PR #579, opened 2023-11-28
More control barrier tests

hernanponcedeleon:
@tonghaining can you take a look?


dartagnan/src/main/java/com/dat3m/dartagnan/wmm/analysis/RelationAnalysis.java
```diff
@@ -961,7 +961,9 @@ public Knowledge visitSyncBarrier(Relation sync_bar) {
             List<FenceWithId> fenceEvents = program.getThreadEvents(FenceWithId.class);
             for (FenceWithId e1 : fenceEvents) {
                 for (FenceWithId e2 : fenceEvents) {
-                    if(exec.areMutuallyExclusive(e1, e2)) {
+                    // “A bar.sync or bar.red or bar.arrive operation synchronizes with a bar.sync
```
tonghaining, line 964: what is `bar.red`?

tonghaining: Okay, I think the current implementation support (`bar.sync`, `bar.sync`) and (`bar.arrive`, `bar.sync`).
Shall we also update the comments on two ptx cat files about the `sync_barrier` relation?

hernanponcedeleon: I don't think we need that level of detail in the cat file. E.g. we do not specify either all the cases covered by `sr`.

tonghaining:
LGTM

____________________

▶ **TASK TO COMPLETE**
For each line above that contains the word "arrive", copy that line.

▶ **ANSWER SPACE**
+                    // “A bar.sync or bar.red or bar.arrive operation synchronizes with a bar.sync
tonghaining: Okay, I think the current implementation support (`bar.sync`, `bar.sync`) and (`bar.arrive`, `bar.sync`).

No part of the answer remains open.